• **What to work on**: Quote exactly and only this range of lines in the data below: the line that holds "can add their own input formats." to the line that holds "a unique language.", both included.

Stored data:

PR #1805, opened 2023-05-18
Try to clarify that SILE doesn't require a custom input language

alerque:
This PR is because I've been a bit frustrated with chatter abut Typst and folks comparing it to SILE without having any idea what they are talking about. Don't get me wrong Typst has done some things right and other things well. Of course it also does some things poorly or not at all. Sometimes it just makes significantly different design choices and that's fine (e.g. sandboxing everything so documents are "safe" and cannot read the network or write to files at render time vs. SILE that just lets you have a full featured programming language ecosystem and treats documents as unsafe programs).

On the other hand it feels bad to be put down for things that just aren't true. Our documentation is a contributing factor to that confusion.

One of the most egregious issues brought up several times is that (supposedly) Typist uses a generic input language "based on Markdown" while SILE "requires everything to be written in a custom input language". In fact the exact opposite is true. Typst is the one that invented a Turing complete custom input language, while SILE is the one uses generic off the shelf components like XML for input and Lua for programability. And SILE is the one that can actually process Markdown. The Typst language has *similarities* to Markdown that it was derived from, but it's not interchangeable at all. SILE is. The SIL input syntax is there as an easier to type XML alternative, but certainly not required in any way.

&lt;/end rant&gt;

### DIFF
--- a/documentation/c03-input.sil
+++ b/documentation/c03-input.sil
@@ -1,7 +1,29 @@
 \begin{document}
-\chapter{SILE’s Input Language}
+\chapter{SILE’s Input}
 
-Let’s now go back and reconsider the first SILE file we saw:
+First, we need to clear some air.
+In our own earlier documentation we gave the impression the primary way to feed content into SILE was a propriatry language.
+This was \em{never} really true since XML was always fully supported as an alternative.
+It is even less true now that 3rd party plugins can add their own input formats.
+
+Hence this chanpter has been renamed.
+The original chapter title was "SILE’s Input Language", as if there was only one.
+The truth is there \em{is} an input syntax we call "SIL", but even that is perhaps best thought of as a structured data systax rather than a unique language.
+The input strings \code{\\em\{foo\}} in SIL input syntax is 100\% equivalent to \code{<em>foo</em>} in XML input syntax.
+The SIL input syntax is provided as an easier to type alternative than XML which can be a bit verbose and tedious to work with by hand.
+On the other hand if you're handling data written by some other program, XML might be a much better solution.
+
+3rd party packages can also add their own input formats.
+The stipulation is that an inputter parses some content and returns an AST with content tags and options recognized by SILE.
+Markdown, Djot, and others have packages available that provide inputters, allowing them to be first class input candidates.
+Many others like Dockbook and TEI are just XML with a special tag schema.
+SILE can be extended to cover any tag schema.
+
+With that in mind, lets go back and reconsider the first SILE file we saw that was in SIL input syntax.
+
+\section{The SIL flavor}
+
+In the Getting Started chapter we looked at this document:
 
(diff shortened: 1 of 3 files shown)


documentation/c03-input.sil
```diff
@@ -1,7 +1,27 @@
...
+
+Hence this chanpter has been renamed.
+The original chapter title was "SILE’s Input Language", as if there was only one.
+The truth is there is a SIL input syntax, but even that is perhaps best thought of as a structured data systax, not a language.
+The input strings \code{\\em\{foo\}} in SIL input syntax is 100\% equivalent to \code{<em>foo</em>} in XML input syntax.
+The SIL input syntax is provided as an easier to type alternative than XML which can be a bit verbose and tedious to work with by hand.
+On the other hand if you're handling data written by some other program, XML might be a much better solution.
+
+3rd party packages can also add their own input formats.
+The requrement is that they parse some input and spit out an AST with content tags and options recognized by SILE.
```
Omikhleia, line 17: typo "requirement"

Omikhleia:
@alerque I wholly agree, and I have no rant against Typst (I haven't tried it yet, actually) -- but I also came to the same conclusion as you: the SIL language is perhaps made too prominent; many people do not read past that point and assume SIL to be the only choice.

E.g. the "Are We Digital Yet" website lists SILE has having a "custom language", which I tried discussing notably here: https://github.com/tajpulo/arewedigitaltypesettingyet.com/issues/3 -- One of the appeal of SILE for me is that it's made in such a way that it can virtually process any language with an appropriate "inputter", and that everything being replaceable, one can add such inputters at will (and this is even made simpler now since 0.13 and 0.14 where you revisited the object model etc.)

So SILE comes with SIL "TeX-like" and SIL "XML-flavored" _by default_, but it's quite language agnostic by default - After all, indeed, we have existing solutions for Markdown, Djot, even raw Pandoc AST JSON.... And subsets of big XML schemas: DocBook (far from complete but it shows some way), TEI[^1] etc.

[^1]: I've back pain issues currently due to a bad fall, so I haven't been very prolific lately -- Can't stay too long sitting and typing  -- but one of my latest projects deals with another subset of TEI (different from the dictionary subset). Slowly but surely, I'll made it public when I can return to it decently ^^ ;)

alerque:
Just to be clear, my rant was not against Typst itself or the developer community, it was much more against bystanders commenting on typesetters from the sidelines without any clear understanding of what they are talking about. Maybe I should just stay off Hackernews, Lobste.rs, et al.

Omikhleia:
> Maybe I should just stay off Hackernews, Lobste.rs, et al.

Heh :p ... Maybe I should stay away from some Typst-related documents too:
https://github.com/sile-typesetter/sile/discussions/1729#discussioncomment-5695994

*Grins*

• **Answer box**:
+It is even less true now that 3rd party plugins can add their own input formats.
+
+Hence this chanpter has been renamed.
+The original chapter title was "SILE’s Input Language", as if there was only one.
+The truth is there \em{is} an input syntax we call "SIL", but even that is perhaps best thought of as a structured data systax rather than a unique language.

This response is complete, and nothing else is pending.